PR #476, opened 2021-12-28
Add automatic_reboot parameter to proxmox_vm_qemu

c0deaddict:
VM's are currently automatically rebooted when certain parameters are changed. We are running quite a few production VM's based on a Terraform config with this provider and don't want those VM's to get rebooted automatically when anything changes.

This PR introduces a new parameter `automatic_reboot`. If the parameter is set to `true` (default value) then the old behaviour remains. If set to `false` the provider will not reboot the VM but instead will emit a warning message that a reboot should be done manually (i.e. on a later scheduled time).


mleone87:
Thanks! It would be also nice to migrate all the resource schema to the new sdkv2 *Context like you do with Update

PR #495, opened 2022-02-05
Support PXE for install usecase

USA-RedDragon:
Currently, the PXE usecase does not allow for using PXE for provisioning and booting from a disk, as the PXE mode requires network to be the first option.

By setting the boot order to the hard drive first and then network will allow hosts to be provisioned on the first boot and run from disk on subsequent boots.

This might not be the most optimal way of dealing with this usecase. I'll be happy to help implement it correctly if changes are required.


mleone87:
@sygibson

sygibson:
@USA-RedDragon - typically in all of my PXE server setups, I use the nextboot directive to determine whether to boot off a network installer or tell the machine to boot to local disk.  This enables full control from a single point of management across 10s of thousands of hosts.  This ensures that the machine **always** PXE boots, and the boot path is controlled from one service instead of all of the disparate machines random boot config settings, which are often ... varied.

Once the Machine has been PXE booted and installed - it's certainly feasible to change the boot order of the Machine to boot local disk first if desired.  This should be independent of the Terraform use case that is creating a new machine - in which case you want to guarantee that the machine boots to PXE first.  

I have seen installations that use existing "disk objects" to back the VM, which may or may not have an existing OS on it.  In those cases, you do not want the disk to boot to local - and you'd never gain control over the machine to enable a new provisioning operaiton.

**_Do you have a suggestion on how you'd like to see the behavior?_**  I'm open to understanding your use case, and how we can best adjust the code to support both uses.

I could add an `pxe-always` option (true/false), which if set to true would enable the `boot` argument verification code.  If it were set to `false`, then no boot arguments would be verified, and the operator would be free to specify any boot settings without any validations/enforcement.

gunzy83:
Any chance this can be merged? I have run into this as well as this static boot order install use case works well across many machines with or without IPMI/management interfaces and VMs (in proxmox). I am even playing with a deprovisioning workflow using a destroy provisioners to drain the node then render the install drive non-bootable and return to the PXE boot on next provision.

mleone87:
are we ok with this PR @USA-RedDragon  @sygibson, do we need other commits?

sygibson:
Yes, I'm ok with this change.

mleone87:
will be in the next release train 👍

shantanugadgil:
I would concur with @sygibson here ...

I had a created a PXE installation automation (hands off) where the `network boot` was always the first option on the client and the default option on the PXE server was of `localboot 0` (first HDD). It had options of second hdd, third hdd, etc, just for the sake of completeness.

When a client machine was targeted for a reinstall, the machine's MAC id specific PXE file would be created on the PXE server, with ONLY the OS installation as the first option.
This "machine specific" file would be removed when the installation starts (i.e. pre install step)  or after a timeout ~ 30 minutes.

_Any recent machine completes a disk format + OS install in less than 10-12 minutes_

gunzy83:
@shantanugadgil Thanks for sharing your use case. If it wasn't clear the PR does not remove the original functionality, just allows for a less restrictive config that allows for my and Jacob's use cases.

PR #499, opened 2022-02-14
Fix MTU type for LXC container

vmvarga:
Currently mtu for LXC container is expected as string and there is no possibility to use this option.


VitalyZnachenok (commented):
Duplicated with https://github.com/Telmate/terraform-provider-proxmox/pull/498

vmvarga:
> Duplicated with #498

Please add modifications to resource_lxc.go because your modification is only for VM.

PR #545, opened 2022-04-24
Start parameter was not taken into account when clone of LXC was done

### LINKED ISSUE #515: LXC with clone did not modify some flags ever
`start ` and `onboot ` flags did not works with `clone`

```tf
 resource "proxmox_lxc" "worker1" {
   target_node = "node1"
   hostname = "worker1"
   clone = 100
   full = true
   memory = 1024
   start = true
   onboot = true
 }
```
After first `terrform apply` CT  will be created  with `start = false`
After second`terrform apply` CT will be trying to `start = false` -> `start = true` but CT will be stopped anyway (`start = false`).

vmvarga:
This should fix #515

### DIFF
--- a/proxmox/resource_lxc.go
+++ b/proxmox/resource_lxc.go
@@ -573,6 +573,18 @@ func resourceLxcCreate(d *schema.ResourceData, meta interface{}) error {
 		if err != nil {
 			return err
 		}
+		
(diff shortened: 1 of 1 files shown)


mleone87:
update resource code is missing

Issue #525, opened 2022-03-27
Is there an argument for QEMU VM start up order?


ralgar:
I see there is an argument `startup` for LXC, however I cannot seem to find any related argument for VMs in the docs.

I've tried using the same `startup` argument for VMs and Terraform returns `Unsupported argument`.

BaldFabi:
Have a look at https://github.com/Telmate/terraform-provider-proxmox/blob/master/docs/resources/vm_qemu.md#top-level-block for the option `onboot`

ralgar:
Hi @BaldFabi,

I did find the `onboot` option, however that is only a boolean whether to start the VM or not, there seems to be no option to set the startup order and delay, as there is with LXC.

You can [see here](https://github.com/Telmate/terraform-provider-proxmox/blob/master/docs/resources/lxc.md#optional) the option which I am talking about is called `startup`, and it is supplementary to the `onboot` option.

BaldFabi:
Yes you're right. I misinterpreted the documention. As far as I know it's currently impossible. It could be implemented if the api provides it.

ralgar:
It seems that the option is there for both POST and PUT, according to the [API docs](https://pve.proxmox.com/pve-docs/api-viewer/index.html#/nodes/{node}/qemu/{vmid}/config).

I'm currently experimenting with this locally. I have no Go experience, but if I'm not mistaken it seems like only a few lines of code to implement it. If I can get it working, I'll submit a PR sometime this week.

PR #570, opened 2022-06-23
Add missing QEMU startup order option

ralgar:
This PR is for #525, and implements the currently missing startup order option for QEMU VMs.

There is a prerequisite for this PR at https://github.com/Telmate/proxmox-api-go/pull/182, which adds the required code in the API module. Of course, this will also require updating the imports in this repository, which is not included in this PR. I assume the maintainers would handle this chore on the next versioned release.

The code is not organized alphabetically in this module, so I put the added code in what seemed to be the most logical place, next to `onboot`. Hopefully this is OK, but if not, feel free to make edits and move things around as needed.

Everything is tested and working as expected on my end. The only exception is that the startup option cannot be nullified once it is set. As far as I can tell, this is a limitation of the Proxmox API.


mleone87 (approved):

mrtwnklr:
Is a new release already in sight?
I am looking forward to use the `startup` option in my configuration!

******************************

> [PROBLEM DESCRIPTION]: Transcribe each entry above exactly as it reads.

> [EXPECTED OUTPUT]:
PR #476, opened 2021-12-28
Add automatic_reboot parameter to proxmox_vm_qemu

c0deaddict:
VM's are currently automatically rebooted when certain parameters are changed. We are running quite a few production VM's based on a Terraform config with this provider and don't want those VM's to get rebooted automatically when anything changes.

This PR introduces a new parameter `automatic_reboot`. If the parameter is set to `true` (default value) then the old behaviour remains. If set to `false` the provider will not reboot the VM but instead will emit a warning message that a reboot should be done manually (i.e. on a later scheduled time).


mleone87:
Thanks! It would be also nice to migrate all the resource schema to the new sdkv2 *Context like you do with Update

PR #495, opened 2022-02-05
Support PXE for install usecase

USA-RedDragon:
Currently, the PXE usecase does not allow for using PXE for provisioning and booting from a disk, as the PXE mode requires network to be the first option.

By setting the boot order to the hard drive first and then network will allow hosts to be provisioned on the first boot and run from disk on subsequent boots.

This might not be the most optimal way of dealing with this usecase. I'll be happy to help implement it correctly if changes are required.


mleone87:
@sygibson

sygibson:
@USA-RedDragon - typically in all of my PXE server setups, I use the nextboot directive to determine whether to boot off a network installer or tell the machine to boot to local disk.  This enables full control from a single point of management across 10s of thousands of hosts.  This ensures that the machine **always** PXE boots, and the boot path is controlled from one service instead of all of the disparate machines random boot config settings, which are often ... varied.

Once the Machine has been PXE booted and installed - it's certainly feasible to change the boot order of the Machine to boot local disk first if desired.  This should be independent of the Terraform use case that is creating a new machine - in which case you want to guarantee that the machine boots to PXE first.  

I have seen installations that use existing "disk objects" to back the VM, which may or may not have an existing OS on it.  In those cases, you do not want the disk to boot to local - and you'd never gain control over the machine to enable a new provisioning operaiton.

**_Do you have a suggestion on how you'd like to see the behavior?_**  I'm open to understanding your use case, and how we can best adjust the code to support both uses.

I could add an `pxe-always` option (true/false), which if set to true would enable the `boot` argument verification code.  If it were set to `false`, then no boot arguments would be verified, and the operator would be free to specify any boot settings without any validations/enforcement.

gunzy83:
Any chance this can be merged? I have run into this as well as this static boot order install use case works well across many machines with or without IPMI/management interfaces and VMs (in proxmox). I am even playing with a deprovisioning workflow using a destroy provisioners to drain the node then render the install drive non-bootable and return to the PXE boot on next provision.

mleone87:
are we ok with this PR @USA-RedDragon  @sygibson, do we need other commits?

sygibson:
Yes, I'm ok with this change.

mleone87:
will be in the next release train 👍

shantanugadgil:
I would concur with @sygibson here ...

I had a created a PXE installation automation (hands off) where the `network boot` was always the first option on the client and the default option on the PXE server was of `localboot 0` (first HDD). It had options of second hdd, third hdd, etc, just for the sake of completeness.

When a client machine was targeted for a reinstall, the machine's MAC id specific PXE file would be created on the PXE server, with ONLY the OS installation as the first option.
This "machine specific" file would be removed when the installation starts (i.e. pre install step)  or after a timeout ~ 30 minutes.

_Any recent machine completes a disk format + OS install in less than 10-12 minutes_

gunzy83:
@shantanugadgil Thanks for sharing your use case. If it wasn't clear the PR does not remove the original functionality, just allows for a less restrictive config that allows for my and Jacob's use cases.

PR #499, opened 2022-02-14
Fix MTU type for LXC container

vmvarga:
Currently mtu for LXC container is expected as string and there is no possibility to use this option.


VitalyZnachenok (commented):
Duplicated with https://github.com/Telmate/terraform-provider-proxmox/pull/498

vmvarga:
> Duplicated with #498

Please add modifications to resource_lxc.go because your modification is only for VM.

PR #545, opened 2022-04-24
Start parameter was not taken into account when clone of LXC was done

### LINKED ISSUE #515: LXC with clone did not modify some flags ever
`start ` and `onboot ` flags did not works with `clone`

```tf
 resource "proxmox_lxc" "worker1" {
   target_node = "node1"
   hostname = "worker1"
   clone = 100
   full = true
   memory = 1024
   start = true
   onboot = true
 }
```
After first `terrform apply` CT  will be created  with `start = false`
After second`terrform apply` CT will be trying to `start = false` -> `start = true` but CT will be stopped anyway (`start = false`).

vmvarga:
This should fix #515

### DIFF
--- a/proxmox/resource_lxc.go
+++ b/proxmox/resource_lxc.go
@@ -573,6 +573,18 @@ func resourceLxcCreate(d *schema.ResourceData, meta interface{}) error {
 		if err != nil {
 			return err
 		}
+		
(diff shortened: 1 of 1 files shown)


mleone87:
update resource code is missing

Issue #525, opened 2022-03-27
Is there an argument for QEMU VM start up order?


ralgar:
I see there is an argument `startup` for LXC, however I cannot seem to find any related argument for VMs in the docs.

I've tried using the same `startup` argument for VMs and Terraform returns `Unsupported argument`.

BaldFabi:
Have a look at https://github.com/Telmate/terraform-provider-proxmox/blob/master/docs/resources/vm_qemu.md#top-level-block for the option `onboot`

ralgar:
Hi @BaldFabi,

I did find the `onboot` option, however that is only a boolean whether to start the VM or not, there seems to be no option to set the startup order and delay, as there is with LXC.

You can [see here](https://github.com/Telmate/terraform-provider-proxmox/blob/master/docs/resources/lxc.md#optional) the option which I am talking about is called `startup`, and it is supplementary to the `onboot` option.

BaldFabi:
Yes you're right. I misinterpreted the documention. As far as I know it's currently impossible. It could be implemented if the api provides it.

ralgar:
It seems that the option is there for both POST and PUT, according to the [API docs](https://pve.proxmox.com/pve-docs/api-viewer/index.html#/nodes/{node}/qemu/{vmid}/config).

I'm currently experimenting with this locally. I have no Go experience, but if I'm not mistaken it seems like only a few lines of code to implement it. If I can get it working, I'll submit a PR sometime this week.

PR #570, opened 2022-06-23
Add missing QEMU startup order option

ralgar:
This PR is for #525, and implements the currently missing startup order option for QEMU VMs.

There is a prerequisite for this PR at https://github.com/Telmate/proxmox-api-go/pull/182, which adds the required code in the API module. Of course, this will also require updating the imports in this repository, which is not included in this PR. I assume the maintainers would handle this chore on the next versioned release.

The code is not organized alphabetically in this module, so I put the added code in what seemed to be the most logical place, next to `onboot`. Hopefully this is OK, but if not, feel free to make edits and move things around as needed.

Everything is tested and working as expected on my end. The only exception is that the startup option cannot be nullified once it is set. As far as I can tell, this is a limitation of the Proxmox API.


mleone87 (approved):

mrtwnklr:
Is a new release already in sight?
I am looking forward to use the `startup` option in my configuration!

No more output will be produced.